Studies on Experimental Insulin Immunity: I. Dynamics of Insulin Immunity in the Guinea Pig

Abstract

Insulin half life and the formation and characterization of the insulin-binding antibodies have been studied in the guinea pig both in vivo and in vitro. The antigen-antibody complexes have also been studied utilizing cellulose column electrophoresis and Sephadex G-200 column filtration. In addition, a quantitative assay procedure for insulin-binding antibodies has been employed. In normal guinea pigs the injected insulin-I-125 is carried by at least two serum proteins, presumably albumin and an α. globulin, or more specifically 4.5S and 19S proteins.

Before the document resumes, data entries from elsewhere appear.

PR #1198, opened 2021-11-25
fix(filter-step): update invalid operator when switching relative date feature flag TCTC-1193

alice-sevin:
When relative date feature flag is switched, operators change so it may happen that some previously selected operator missed. We want to replace them with correct available operator:

until -> le
from -> ge
ge/gt -> from
le/lt -> until

If the operator is available fallback to it
If the operator is not in the list (ex: eq) fallback to first available operator

Also fixed the filter step behaviour because it was reassigning default value after the migration of operator


davinov (approved):
:+1: Nickel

In immune animals the insulin-antibody complexes are represented by a single peak in the (β-γ globulin region on column electrophoresis; they are distinguishable from the uncomplexed antibodies which are 7S γ1 and 7S γ1 globulins. The precipitating insulin antibody also appears to be a 7S globulin. Moreover, the insulin-antibody complexes occur as a single component in the 19S fraction on Sephadex G-200 filtration, and if the complex were a single molecule it would have a molecular weight equivalent of about 630,000. During the immunization process the insulin binding antibody titer increases progressively in association with an elevation of 7S globulin. In most animals during the early stages of immunization the molecular weight of the antibodies appears to be exclusively of the 7S globulin type; however, in two of seven animals there was, in addition, a small amount of insulin antibody of 19S globulin type early during the immunization period. The purpose in estimating a molecular weight equivalent of the insulin-antibody complex relates to the possibility that the distinctive features of the angiopathies of diabetes may depend upon certain physicochemical characteristics of this complex.